Problem details> Beginning with the first line of the data below, extract each line up to and including the one containing "Curate a dismech". Copy them exactly and add nothing.

Stored records:
Content starts
PR #10417, opened 2026-09-01
curate: Add Charcot-Marie-Tooth Disease Dominant Intermediate G (MONDO:0036484, NEFL)

### LINKED ISSUE #10407: Curate Charcot-Marie-Tooth disease, dominant intermediate G (MONDO:0036484)
Curate a dismech entry for **Charcot-Marie-Tooth disease, dominant intermediate G (CMTDIG)** ([MONDO:0036484](https://monarchinitiative.org/MONDO:0036484)) — *NEFL* variants; the neurofilament light chain, whose disruption gives conduction velocities that fall between the demyelinating and axonal ranges.

**NEFL causes several CMT entities and the KB already holds some of them.** It appears in `Charcot-Marie-Tooth_Disease.yaml`, `Charcot-Marie-Tooth_Disease_Type_2.yaml`, `Giant_Axonal_Neuropathy_1.yaml` and `Frontotemporal_Dementia.yaml` — the last as a *biomarker*, which is a different use entirely. NEFL is also one of the most-measured proteins in all of neurology (serum NfL), so retrieval on this gene will be swamped by biomarker papers that say nothing about this disease. Gene-frequency preflight will pass and tell you nothing; check each citation is about CMTDIG specifically.

Stub: `stubs/Charcot-Marie-Tooth_Disease_Dominant_Intermediate_G.yaml`

kevinschaper:
Adds a knowledge-base entry for **Charcot-Marie-Tooth disease dominant intermediate G** (MONDO:0036484, heterozygous *NEFL*).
Content ends
Task result>
PR #10417, opened 2026-09-01
curate: Add Charcot-Marie-Tooth Disease Dominant Intermediate G (MONDO:0036484, NEFL)

### LINKED ISSUE #10407: Curate Charcot-Marie-Tooth disease, dominant intermediate G (MONDO:0036484)
Curate a dismech entry for **Charcot-Marie-Tooth disease, dominant intermediate G (CMTDIG)** ([MONDO:0036484](https://monarchinitiative.org/MONDO:0036484)) — *NEFL* variants; the neurofilament light chain, whose disruption gives conduction velocities that fall between the demyelinating and axonal ranges.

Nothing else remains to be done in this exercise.